Cadmium-induced toxicity in rat primary mid-brain neuroglia cultures: role of oxidative stress from microglia

Abstract

This study examined the role of oxidative stress in neurotoxic effects of cadmium chloride (Cd) in rat primary mid-brain neuron-glia cultures. Cd accumulated in neuron-glia cultures and produced cytotoxicity in a dose-dependent manner, with IC(50) of 2.5microM 24 h after exposure. (3)H-dopamine uptake into neuron-glia cultures was decreased 7 days after Cd exposure, with IC(50) of 0.9microM, indicative of the sensitivity of dopaminergic neurons to Cd toxicity. To investigate the role of microglia in Cd-induced toxicity to neurons, microglia-enriched cultures were prepared. Cd significantly increased intracellular reactive oxygen species production in microglia-enriched cultures, as evidenced by threefold increases in 2',7'-dichlorofluorescein signals. Using 5,5-dimethyl-1-pyrroline N-oxide as a spin-trapping agent, Cd increased electron spin resonance signals by 3.5-fold in microglia-enriched cultures.

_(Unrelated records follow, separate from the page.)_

PR #15368, opened 2026-01-27
ci: cache e2e prod preparation to run once instead of per-shard, various improvements and flake fixes

AlessioGr:
Moves `prepare-run-test-against-prod:ci` into a dedicated `e2e-prep` job that runs once and caches the result. Previously this 2-minute step ran for every E2E shard.

Saves ~2 minutes per shard (~140+ minutes total across all E2E jobs).

Additionally, this entails a few other test suite improvements and flakes fixes.

All together, **this reduces the amount of time our entire CI takes to run from > 1 hour if you factor in manual retries, to about 15 minutes.**

- about 2x faster `waitForCompilation` checking, by checking more frequently and without waiting for the load event. This previously took about 2 seconds in CI, often running before every single test. After `waitForCompilation` we usually navigate to a different page, so waiting for a full page load was a waste of time.
- Reduce test timeouts. Quicker failures => quicker retries => quicker test suite passes. The previous config was excessive
- Introduces a shorter navigation timeout. By default, it used to be equal to `TEST_TIMEOUT`. `TEST_TIMEOUT` is high to accommodate long e2e tests with multiple steps, not to allow page.goto to try for 3 minutes before it fails.
- Reduces console spam due to `waitForCompilation`
- Reduce retries of `waitForCompilation`. If the dev server fails for some reason, we shouldn't have to wait 50 (!!) minutes until the e2e test finally fails and is ready to be retried
- Lots of flake fixes for individual tests and test suites
- Fixes flaky behavior of checkbox component. This **fixes flakiness EVERYWHERE any checkbox is clicked**.
- Fixes upload directory clearing and seed restoration not working correctly if there were multiple upload dirs


test/helpers.ts
```diff
@@ -85,7 +85,7 @@ export async function ensureCompilationIsDone({
 
   const adminURL = formatAdminURL({ adminRoute, path: '', serverURL })
 
-  const maxAttempts = 50
+  const maxAttempts = 15
   let attempt = 1
```
AlessioGr, line 89: More concise console logs, quicker retries, quicker fails (so e2e runs in CI don't load for 50 minutes before they fail due to a dev server startup server.)

test/playwright.config.ts
```diff
@@ -11,8 +11,8 @@ dotenv.config({ path: path.resolve(dirname, 'test.env') })
 let multiplier = process.env.CI ? 4 : 1
 let smallMultiplier = process.env.CI ? 3 : 1
 
-export const TEST_TIMEOUT_LONG = 640000 * multiplier // 8*3 minutes - used as timeOut for the beforeAll
-export const TEST_TIMEOUT = 40000 * multiplier
+export const TEST_TIMEOUT_LONG = 320000 * multiplier // 4*8 minutes - used as timeOut for the beforeAll
```
AlessioGr, line 16: Quicker failures => quicker retries => quicker test suite passes. The previous config was excessive

test/playwright.config.ts
```diff
@@ -25,6 +25,7 @@ export default defineConfig({
     screenshot: 'only-on-failure',
     trace: 'retain-on-failure',
     video: 'retain-on-failure',
+    navigationTimeout: TEST_TIMEOUT/2
```
AlessioGr, line 34: By default, this is equal to TEST_TIMEOUT. `TEST_TIMEOUT` is high to accommodate loong e2e tests with multiple steps, not to allow `page.goto` to try for 3 minutes before it fails.

packages/ui/src/fields/Checkbox/Input.tsx
```diff
@@ -61,11 +69,11 @@ export const CheckboxInput: React.FC<CheckboxInputProps> = ({
         <input
           aria-label=""
           aria-labelledby={name}
-          defaultChecked={Boolean(checked)}
+          checked={Boolean(checked)}
```
AlessioGr, line 72: Try loading a page with throttled network. In between page being visible and being hydrated, you were able to click the checkbox and nothing happened. Playwright did that sometimes, leading to unchecked checkboxes all across the board.

Simple solution: wait until hydration

packages/ui/src/providers/Selection/index.tsx
```diff
@@ -105,11 +105,24 @@ export const SelectionProvider: React.FC<Props> = ({ children, docs = [], totalD
...
+        const shouldSelect = selectAll !== SelectAllStatus.Some
+
         docs.forEach(({ id, _isLocked, _userEditing }) => {
           if (!_isLocked || _userEditing?.id === user?.id) {
-            rows.set(id, selectAll !== SelectAllStatus.Some)
+            rows.set(id, shouldSelect)
           }
         })
+
+        // Set selectAll synchronously to avoid race conditions with useEffect
```
AlessioGr, line 116: Without this, there were flakes where clicking the select all checkbox would correctly select all rows, but the select all checkbox would either remain unchecked or briefly flicker from enabled to disabled.

Very flaky!

packages/ui/src/elements/EditMany/DrawerContent.tsx
```diff
@@ -273,12 +271,12 @@ export const EditManyDrawerContent: React.FC<EditManyDrawerContentProps> = (prop
       qs.stringify(
         {
           ...parseSearchParams(searchParams),
+          _r: Date.now(), // Cache buster to force fresh data fetch. Prevents an e2e race condition where sometimes the data is not updated.
```
denolfe, line 274: Does this change current caching behavior that some people could be relying on?

denolfe (dismissed):

packages/ui/src/elements/EditMany/DrawerContent.tsx
AlessioGr: Nope - we we _want_ the list view RSC to be refreshed _in any case_, since at this point, it's guaranteed that the data has been updated and we _need_ to re-fetch it. `clearRouteCache` was supposed to do that, but it didn't work reliably - my hypothesis is that that's due to the url params not changing if you stay on page 1

PR #15385, opened 2026-01-28
fix(db-postgres): skip migrations in development mode when using push

janbuchar:
- Prevents `payload migrate` from executing migrations in development mode when using drizzle's push mode, avoiding conflicts between the two schema sync mechanisms
  - I have had conflicts happen when developers tried to run migrations in development mode with push mode in place - this made it look like there is some kind of a problem with the migrations themselves, which is not great DX
- Only affects drizzle adapters (postgres, sqlite, etc.) - MongoDB behavior unchanged
- Users can still run migrations in dev by setting `push: false` in their adapter config


janbuchar:
@denolfe any chance someone could look into merging this?

PR #15389, opened 2026-01-28
fix: enhance theme determination logic for unauthorized users

LeonGatt:
### Why?
Inconsistent theme switching on Safari/Chrome mainly due to limited support of [Sec-CH-Prefers-Color-Scheme](https://developer.mozilla.org/en-US/docs/Web/HTTP/Reference/Headers/Sec-CH-Prefers-Color-Scheme)

### How?
Extending the `UnauthenticatedClientConfig` with the admin theme allowed triggering the auto mode switch for unauthorized users. And some minor comments and types changes added. 

Fixes: [#15326](https://github.com/payloadcms/payload/issues/15326)

### DIFF
--- a/packages/next/src/layouts/Root/index.tsx
+++ b/packages/next/src/layouts/Root/index.tsx
@@ -2,7 +2,7 @@ import type { AcceptedLanguages } from '@payloadcms/translations'
 import type { ImportMap, LanguageOptions, SanitizedConfig, ServerFunctionClient } from 'payload'
 
 import { rtlLanguages } from '@payloadcms/translations'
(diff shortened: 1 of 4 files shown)


JarrodMFlesch:
Is this PR supposed to have more? It seems like just types and a comment are in this PR. Just checking!

LeonGatt:
Totally fair callout. It does mostly look like types/comments at a glance.

There is one key functional change though: this one liner [here](https://github.com/payloadcms/payload/pull/15389/changes#diff-6579c0b215c348a1ec1e57ddd07501534c6b529358a737020166d9588f1007e0R138)
 that passes the admin theme setup down to the client for unauthorized users.

PR #15394, opened 2026-01-28
fix: traverseFields returning wrong parentPath dot notation for non-localised tabs

GeorgS:
### What?
The `traverseFields` function returns the wrong dot notation for the `parentPath` argument in `callback` for non-localized tab fields.

### Why?
Dot is missing in the template string.

### How?
Added the missing dot and a unit test for this case. I can extend the test to cover more of the `traverseFields` function if needed.

### Before
```ts
{
    type: 'tabs',
    tabs: [
      {
        label: 'Tab 1',
        name: 'tab1',
        fields: [
          {
            type: 'tabs',
            tabs: [
              {
                label: 'Ui Only Tab',
                fields: [
                  {
                    type: 'group',
                    name: 'group1',
                    label: 'Group 1',
                    fields: [
                      {
                        type: 'text',
                        name: 'text1',
                        label: 'Text 1',
                      },
                    ],
                  },
                ],
              },
            ],
          },
        ],
      },
    ],
  }
```

The `parentPath` argument in `callback` returns as `tab1group1.`.

### After
Now returns `parentPath` as `tab1.group1.` as expected.


AlessioGr (approved):
Thank you!!

PR #16643, opened 2026-05-16
fix: preserve published main document when saving draft

### LINKED ISSUE #16633: Reuploading a file on "Save draft" resets the main collection document's _status to "draft"
### Describe the Bug

For an upload enabled collection with drafts enabled, replacing a published file and saving as a draft incorrectly overwrites the main collection document, flipping its _status from "published" to "draft". The document then appears unpublished in the admin UI and to any API query.

Note: This only happens when the file itself is reuploaded.

Expected behaviour: "Save draft" should never mutate the main collection document. The main document should remain _status: "published" and continue to reference the previously published file.

https://github.com/LimChorngUan/payload/blob/media-reupload-bug/test/_community/collections/Media/index.ts

### Reproduction Steps

Prerequisites:
- Enabled drafts (`versions: { drafts: true }`) on media collection
- Enabled s3storage plugin

1. On media collection, create a new media document, upload an image, and click Publish. => The main media document has _status: "published".
2. On that same document, remove the existing image, upload a different image, and click Save draft (do not publish).

=> Observe the main media collection document directly in the database or API tab, that the _status has changed to "draft" => acts like unpublish.

area: core

### Environment Info

```text
v3.84.1 and v4
```

Rajib-Gupta:
fixes https://github.com/payloadcms/payload/issues/16633

fix: draft save no longer mutates published document when _status: 'published' is present

What?
Fixes draft save behavior so draft: true always creates or updates a draft version without mutating the existing published document, even when the incoming data includes _status: 'published'.

Why?
Previously, the draft-save path checked data._status !== 'published' to determine whether to treat an update as a draft. This meant that when the UI re-sent _status: 'published' alongside a draft save request, the published main record could be incorrectly mutated — or even flipped into draft state.

How?
Draft detection now relies solely on draft: true + hasDraftsEnabled(...), with no dependency on data._status.

Updated draft detection in collection update (packages/.../update.ts)
Updated draft detection in global update (packages/.../update.ts)
Added regression test coverage (int.spec.ts)

Fixes #

### DIFF
--- a/packages/payload/src/collections/operations/utilities/update.ts
+++ b/packages/payload/src/collections/operations/utilities/update.ts
@@ -110,9 +110,7 @@ export const updateDocument = async <
       ? unpublishAllLocalesArg === 'true'
       : !!unpublishAllLocalesArg
   const isSavingDraft =
-    Boolean(draftArg && hasDraftsEnabled(collectionConfig)) &&
-    data._status !== 'published' &&
-    !publishAllLocales
+    Boolean(draftArg && hasDraftsEnabled(collectionConfig)) && !publishAllLocales
   const shouldSavePassword = Boolean(
     password &&
       collectionConfig.auth &&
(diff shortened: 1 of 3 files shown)


paulpopus:
Closing this as it doesn't address the issue fundamentally, in favour of: https://github.com/payloadcms/payload/pull/16844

Cd-induced oxidative stress to microglia-enriched cultures was further evidenced by activation of redox-sensitive transcription factor nuclear factor kappa B and activator protein-1 (AP-1), and the increased expression of oxidative stress-related genes, such as metallothionein, heme oxygenase-1, glutathione S-transferase pi, and metal transport protein-1, as determined by gel-shift assays and real-time reverse transcription-PCR, respectively, in microglia-enriched cultures. In conclusion, Cd is toxic to neuron-glia cultures, and the oxidative stress from microglia may play important roles in Cd-induced damage to dopaminergic neurons.

FIG. 1

Cytotoxicity by MTT assay (top) and cellular accumulation of Cd (bottom) in rat primary neuron-glia cultures 24-h posttreatment. The data are mean ± SEM from three independent experiments. *p < 0.05, compared to control.

FIG. 2

Toxicity of Cd to dopaminergic neurons in rat primary neuron-glia cultures 7-day posttreatment using ³H-dopamine uptake assay. The data are mean ± SEM from three independent experiments. *p < 0.05, compared to control.

FIG. 3

Effect of Cd on intracellular ROS generation in rat primary microglia-enriched cultures 2-h posttreatment. The data are mean ± SEM from three independent experiments. *p < 0.05, compared to control.

FIG. 4

Effect of Cd on DMPO–radical adduct formation in rat primary microglia-enriched cultures 1-h posttreatment by ESR analysis. (Top) Representative ESR spectra; (bottom) ESR signal intensity quantification from data of three independent experiments as mean ± SEM. *p < 0.05, compared to control.

FIG. 5

Effect of Cd on NF-κB (left) and AP-1 (right) activation in rat primary microglia-enriched cultures 6-h posttreatment by gel-shift assay. Lane 1, control, lane 2, LPS 1 ng/ml, lane 3, Cd 0.625μM, lane 4, Cd 2.5μM. The data represent one of three independent experiments.

FIG. 6

Effect of Cd on the expression of HO-1, MT-1, GST-pi, and MTP-1 in rat primary microglia-enriched cultures 24-h posttreatment using real-time RT-PCR. The data are expressed as mean ± SEM of three independent experiments. *p < 0.05, compared to control.